■ **Material for this task**:
PR #456, opened 2022-11-08
linux pipeline: auth to dockerhub before calling API

PettitWesley:

*Issue #, if available:*

*Description of changes:*

### DIFF
--- a/scripts/publish.sh
+++ b/scripts/publish.sh
@@ -21,10 +21,6 @@ IMAGE_SHA_MATCHED="FALSE"
 AWS_FOR_FLUENT_BIT_VERSION=$(cat ../AWS_FOR_FLUENT_BIT_VERSION)
 AWS_FOR_FLUENT_BIT_STABLE_VERSION=$(cat ../AWS_FOR_FLUENT_BIT_STABLE_VERSION)
 
-docker_hub_image_tags=$(curl -s -S 'https://registry.hub.docker.com/v2/repositories/amazon/aws-for-fluent-bit/tags/?page=1&page_size=250' | jq -r '.results[].name')
-tag_array=(`echo ${docker_hub_image_tags}`)
-AWS_FOR_FLUENT_BIT_VERSION_DOCKERHUB=$(./get_latest_dockerhub_version.py ${tag_array[@]})
-
 # Enforce STS regional endpoints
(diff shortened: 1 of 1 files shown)


scripts/publish.sh
```diff
@@ -235,6 +243,8 @@ sync_latest_image() {
 	region=${1}
 	account_id=${2}
 
+	get_latest_dockerhub_version ${region}
```
PettitWesley, line 246: We can't call this function every time this script is used since it will require secrets manager permissions. So now we only call it when needed.

scripts/publish.sh
```diff
@@ -91,6 +87,19 @@ ARCHITECTURES=("amd64" "arm64")
...
+# Sets AWS_FOR_FLUENT_BIT_VERSION_DOCKERHUB variable with the latest version available in dockerhub.
+get_latest_dockerhub_version() {
+    username="$(aws secretsmanager get-secret-value --secret-id $DOCKER_HUB_SECRET --region ${1} | jq -r '.SecretString | fromjson.username')"
+    password="$(aws secretsmanager get-secret-value --secret-id $DOCKER_HUB_SECRET --region ${1} | jq -r '.SecretString | fromjson.password')"
+    payload="{\"username\": \"${username}\",\"password\": \"${password}\"}"
+    token=$(curl -s -X POST -H "Content-Type: application/json" -d "${payload}"  https://hub.docker.com/v2/users/login | jq -r '.token')
+    auth="Authorization: Bearer ${token}"
+    docker_hub_image_tags=$(curl -s -S -H "${auth}" 'https://registry.hub.docker.com/v2/repositories/amazon/aws-for-fluent-bit/tags/?page=1&page_size=250' | jq -r '.results[].name')
+    tag_array=(`echo ${docker_hub_image_tags}`)
+    AWS_FOR_FLUENT_BIT_VERSION_DOCKERHUB=$(./get_latest_dockerhub_version.py ${tag_array[@]})
```
matthewfala, line 99: This script doesn't need to be authorized too, does it?

matthewfala: Oh i see. It's just a parser. https://github.com/PettitWesley/aws-for-fluent-bit/blob/auth-to-dockerhub/scripts/get_latest_dockerhub_version.py

PR #458, opened 2022-11-09
debugging: add tail multiple and firehose/kinesis partial success sec…

PettitWesley:
…tions

*Issue #, if available:*

*Description of changes:*


matthewfala (approved):
This looks great!
We should be able to solve the log duplication problem here if we wanted to:
https://docs.aws.amazon.com/kinesis/latest/APIReference/API_PutRecords.html

We would just make a hash map with a key based on the chunk's memory address. The value would be a boolean array of true and false flags based on each records success status. Always check the hash map before sending logs and avoid sending duplicates.

PettitWesley:
@matthewfala agreed- do you want to open an upstream issue for that, since it would be an upstream change

matthewfala:
We do have to consider clean up. We could probably just keep track of the retries and if we're on the last attempt, then get rid of the hash entry.

matthewfala:
Sure!

matthewfala:
https://github.com/fluent/fluent-bit/issues/6369

PR #465, opened 2022-11-10
Update gdb debugging

ShelbyZ:
Signed-off-by: Shelby Hagman [shagman@amazon.com](mailto:shagman@amazon.com)

Issue #, if available:

Description of changes:
- Add yum-utils to Dockerfile.debug for debuginfo-install tool
- Add section about gdb listing missing debuginfos and example

*Issue #, if available:*

*Description of changes:*

### DIFF
--- a/Dockerfile.debug
+++ b/Dockerfile.debug
@@ -118,6 +118,7 @@ RUN yum upgrade -y \
           valgrind \
           libyaml \
           gdb \
+          yum-utils \
           nc && rm -fr /var/cache/yum
 
 COPY --from=builder /fluent-bit /fluent-bit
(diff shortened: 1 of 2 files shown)


Dockerfile.debug
```diff
@@ -118,6 +118,7 @@ RUN yum upgrade -y \
           valgrind \
           libyaml \
           gdb \
+          yum-utils \
```
PettitWesley, line 121: This is necessary to get debuginfo-install?

Do we also need to remove the next line where it removes yum cache or not?

This has been tested right or do I need to pull it and check it myself?

ShelbyZ: This is one way to get debuginfo-install - https://linux.die.net/man/1/yum-utils, we could optionally try to install [python3-debuginfo](https://serverfault.com/questions/486764/how-to-install-python-debug-symbols-for-gdb-on-amazon-linux-ami) but it is more mess.

We leave the line after to handle cache cleanup. Building the image via `make debug` was done without issue and I ran a local image to check that `debuginfo-install` was available.

PettitWesley: Thanks Shelby!

PettitWesley (approved):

■ **Directions for this task**: Compute how many lines of the records above hold the string "secretsmanager". Give the number with no other output.

■ **Written response**: 2